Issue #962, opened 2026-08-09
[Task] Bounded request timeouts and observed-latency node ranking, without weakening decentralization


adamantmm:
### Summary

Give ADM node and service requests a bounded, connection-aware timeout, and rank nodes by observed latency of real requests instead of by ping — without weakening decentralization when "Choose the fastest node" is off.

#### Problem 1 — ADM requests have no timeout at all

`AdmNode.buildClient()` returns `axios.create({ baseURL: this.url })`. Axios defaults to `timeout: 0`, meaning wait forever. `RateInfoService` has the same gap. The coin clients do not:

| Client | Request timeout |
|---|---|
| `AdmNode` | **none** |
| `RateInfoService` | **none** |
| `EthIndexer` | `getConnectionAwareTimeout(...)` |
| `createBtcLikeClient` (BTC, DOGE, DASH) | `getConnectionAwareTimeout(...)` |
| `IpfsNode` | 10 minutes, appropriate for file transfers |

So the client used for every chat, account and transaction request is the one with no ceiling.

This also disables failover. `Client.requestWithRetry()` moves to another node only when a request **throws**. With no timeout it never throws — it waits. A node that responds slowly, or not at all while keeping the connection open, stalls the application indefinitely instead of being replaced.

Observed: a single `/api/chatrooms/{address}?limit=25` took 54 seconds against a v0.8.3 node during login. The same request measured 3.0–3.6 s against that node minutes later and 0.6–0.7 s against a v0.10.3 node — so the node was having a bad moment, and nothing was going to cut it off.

------------------------------------------------

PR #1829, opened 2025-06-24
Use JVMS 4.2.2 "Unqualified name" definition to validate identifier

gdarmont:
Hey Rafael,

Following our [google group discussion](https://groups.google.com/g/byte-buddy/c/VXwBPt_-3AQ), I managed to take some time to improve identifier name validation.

------------------------------------------------

YOUR INSTRUCTIONS
Scan the listing above for the line that has "(BTC, DOGE, DASH)", then copy exactly from that line through the line that has "Observed: a single".

SOLVED PROBLEM
| `createBtcLikeClient` (BTC, DOGE, DASH) | `getConnectionAwareTimeout(...)` |
| `IpfsNode` | 10 minutes, appropriate for file transfers |

So the client used for every chat, account and transaction request is the one with no ceiling.

This also disables failover. `Client.requestWithRetry()` moves to another node only when a request **throws**. With no timeout it never throws — it waits. A node that responds slowly, or not at all while keeping the connection open, stalls the application indefinitely instead of being replaced.

Observed: a single `/api/chatrooms/{address}?limit=25` took 54 seconds against a v0.8.3 node during login. The same request measured 3.0–3.6 s against that node minutes later and 0.6–0.7 s against a v0.10.3 node — so the node was having a bad moment, and nothing was going to cut it off.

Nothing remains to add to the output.